------ SOURCE DATA ------
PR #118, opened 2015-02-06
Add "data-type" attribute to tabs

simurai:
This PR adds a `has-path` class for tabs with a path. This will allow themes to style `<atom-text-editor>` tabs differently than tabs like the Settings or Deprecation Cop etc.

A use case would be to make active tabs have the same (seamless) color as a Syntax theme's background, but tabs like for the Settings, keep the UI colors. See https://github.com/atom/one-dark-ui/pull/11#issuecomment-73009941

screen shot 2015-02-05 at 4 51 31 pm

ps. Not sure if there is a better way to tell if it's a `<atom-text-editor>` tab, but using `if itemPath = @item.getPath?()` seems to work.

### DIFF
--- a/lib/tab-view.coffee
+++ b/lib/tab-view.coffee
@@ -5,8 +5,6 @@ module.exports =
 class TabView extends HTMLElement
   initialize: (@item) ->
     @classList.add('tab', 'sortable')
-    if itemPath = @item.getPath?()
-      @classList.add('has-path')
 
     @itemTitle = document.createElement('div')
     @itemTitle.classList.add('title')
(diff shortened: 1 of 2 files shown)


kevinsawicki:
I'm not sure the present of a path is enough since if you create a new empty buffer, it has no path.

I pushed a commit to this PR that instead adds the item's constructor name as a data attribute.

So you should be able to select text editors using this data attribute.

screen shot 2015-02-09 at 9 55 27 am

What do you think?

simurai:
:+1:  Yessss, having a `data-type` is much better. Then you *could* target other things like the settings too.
------
Nothing should be returned except the lines from the first line of the data above through the line with "I'm not sure", each one exact.

**REPLY TO THE TASK**
PR #118, opened 2015-02-06
Add "data-type" attribute to tabs

simurai:
This PR adds a `has-path` class for tabs with a path. This will allow themes to style `<atom-text-editor>` tabs differently than tabs like the Settings or Deprecation Cop etc.

A use case would be to make active tabs have the same (seamless) color as a Syntax theme's background, but tabs like for the Settings, keep the UI colors. See https://github.com/atom/one-dark-ui/pull/11#issuecomment-73009941

screen shot 2015-02-05 at 4 51 31 pm

ps. Not sure if there is a better way to tell if it's a `<atom-text-editor>` tab, but using `if itemPath = @item.getPath?()` seems to work.

### DIFF
--- a/lib/tab-view.coffee
+++ b/lib/tab-view.coffee
@@ -5,8 +5,6 @@ module.exports =
 class TabView extends HTMLElement
   initialize: (@item) ->
     @classList.add('tab', 'sortable')
-    if itemPath = @item.getPath?()
-      @classList.add('has-path')
 
     @itemTitle = document.createElement('div')
     @itemTitle.classList.add('title')
(diff shortened: 1 of 2 files shown)


kevinsawicki:
I'm not sure the present of a path is enough since if you create a new empty buffer, it has no path.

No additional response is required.